TASK STATEMENT: Search the data below for the string "have". Extract every line that contains it.

####

PR #3120, opened 2024-10-29
chore(website): Replace ManagedErrorFeedback with react-toastify

### LINKED ISSUE #935: Replace ManagedErrorFeedback
Make Error Feedback coherent by replacing the managedErrorfeedback with a red error box we use at other places. 
 
              I'm still not a fan of this. Are we sure that we want to keep using it?

_Originally posted by @fengelniederhammer in https://github.com/loculus-project/loculus/pull/908#discussion_r1481553905_

theosanderson:
Fixes #935

https://theosanderson-replace-err.loculus.org/

Replace `ManagedErrorFeedback` with `react-toastify` for error feedback. (We were already using `react-toastify` in some places).

This means we don't have to store lots of state ourselves.

For now, for consistency with prior behaviour I have disabled `autoClose` for everything. We can probably let some of these autoclose in the future.

---

For more details, open the [Copilot Workspace session](https://copilot-workspace.githubnext.com/loculus-project/loculus/issues/935?shareId=1845be21-bfbb-4ed3-bfe8-fcb8b8d99c5c).


fhennig:
How can I provoke an error so I can see it? I think a screenshot would be cool for this. But looks good in principle and also good idea in general!

theosanderson:
Doing anything wrong in the submission process is a good approach

image

corneliusroemer:
This screenshot could be used straight in a new issue for improved punctuation 😀

theosanderson:
Ah yeah, I always read it with the "to agree" that isn't there - that would be the good fix IMO

corneliusroemer (approved):
Looks good, what's the main reason behind replacement? Just curious.

Also, maybe silly comment, feel free to ignore, but maybe you could factor out that repeated lambda into a const function export? Or do you think they'll start a life of their own from now on and diverge? It used to be like this initially, single function.

corneliusroemer:
Copilot not smart enough to do that for me, or maybe not possible, bit slow as well, nice idea but not quite there yet I feel 🙈

website/src/components/User/ListOfGroupsOfUser.tsx
```diff
@@ -15,9 +15,7 @@ const InnerListOfGroupsOfUser: FC<ListOfGroupsOfUserProps> = ({ groupsOfUser })
 
     return (
         <>
-            {errorMessage !== undefined && (
-                <ErrorFeedback message={errorMessage} onClose={() => setErrorMessage(undefined)} />
```
theosanderson, line 19: revert this - as its not managederror feedback

theosanderson:
Yes I think in the future we might want some of these to automatically disappear so a single function might not be ideal. It would be easy to do later anyway if we wanted.

fhennig:
thanks for the picture! cornelius already approved, I have nothing to add.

####

ANSWER TO THIS PROBLEM:
This means we don't have to store lots of state ourselves.
For now, for consistency with prior behaviour I have disabled `autoClose` for everything. We can probably let some of these autoclose in the future.
thanks for the picture! cornelius already approved, I have nothing to add.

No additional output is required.